While Keeler added position coaches with whom he was familiar, Walker brought offensive line coach Al Johnson and offensive analyst Kevin Sheehan with him to North Broad. Defensive line coach Cedric Calhoun and outside linebackers coach Chris Raitano followed Smith.

“I’ve always believed you put your resources into your coordinators, and so you go find the best coordinator you can, then you kind of figure out the staff from there,” Keeler said. “Coordinators have a lot of power, because I think most head coaches realize getting great coordinators is a premium.”

Added Flacco: “When you’ve had as much success as he has had, and you have a little bit of an ego yourself, you can tend to kind of meddle in everything and want to do everything your way. I think he’s been very good over the years at listening to new ways of doing things and giving guys free rein to do those things. Not only does he give his players the confidence, but I think his coaches have that confidence to be able to get the most out of themselves.”

At Sam Houston State, Keeler’s offensive philosophy evolved over the years. Early in his tenure, the Bearkats had an air-raid, up-tempo style of offense that put up a lot of points and yards and included a Walter Payton Award winner — the FCS equivalent of the Heisman — in quarterback Jeremiah Briscoe in 2016 and 2017. But in their championship years and transition to the FBS, the Bearkats emphasized the running game, including a dual-threat talent at quarterback.

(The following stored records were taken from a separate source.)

PR #152, opened 2019-02-18
Rationalize ST calicoctl calling code

neiljerram:
Just deleting some duplicate code here.  But with an eye on moving towards a clearer abstraction of calicoctl operations, so that we might eventually be able to use useful functions like update_bgp_config in both the tests/st and tests/k8st suites.  (Currently we can't do that, because the code underneath update_bgp_config boils down to
```
docker exec <host container> calicoctl ...
```
whereas the setup for tests/k8st requires
```
kubectl exec -i -n kube-system calicoctl -- /calicoctl ...
```
)


neiljerram:
@caseydavenport Sorry, yes, I just lost track of this.  Will merge now.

Keeler expects his offense at Temple to resemble that, considering that Walker had dual-threat Montana State quarterback Tommy Mellott as the 2024 Payton Award winner.

“There’s a mentality. It’s Temple tough,” Keeler said. “There definitely is a brand. You’re not going to see us on fourth-and-a-half-yard put five wide receivers on the field. That’s not who we can be. So when I was looking for an offensive coordinator, I was really looking for someone who understood how to run the football. And that’s where Tyler Walker comes in.

“They know how to run the football. If you look at the quarterback play, [Mellott] went from a 50% passer to a 72% passer. In fact, he’s one of the highest, if not the highest-rated Pro Football Focus quarterbacks in the country, just statistically. What Tyler’s done is a great job of making you defend the run and then open up the passing game. And that’s the mentality we’re going to have here.”

The pressure is on for Keeler, as Temple’s spring practices kicked off this week. There still are plenty of questions surrounding the Owls, from the starting quarterback to which players will be team leaders.

Keeler’s impact won’t be known until the fall, and possibly the years that follow. The three-hour conversation he had in November with athletic director Arthur Johnson before taking the job, when they discussed the vision and future of Temple football as Johnson passionately watched and reacted to an Eagles game, may have changed the program, for better or worse. But despite the outside noise surrounding the program, Keeler has one goal in mind.

“We’re going to make this a winner, and everything’s here,” Keeler said. “It’s not like no one’s ever done this before. If you think about it, when I was at Delaware, no one ever won a national championship in the FCS level. I was able to do it there with, obviously, great players and great staff. Go to Sam Houston, no one’s ever won a national championship there, was able to do it there again with great players and great staff. They’ve done it here. It’s been done here in the past. I just need to recreate that.

“I’m convinced that this location is a prime location that we can make great football.”

Staff writer Jeff Neiburg contributed to this article.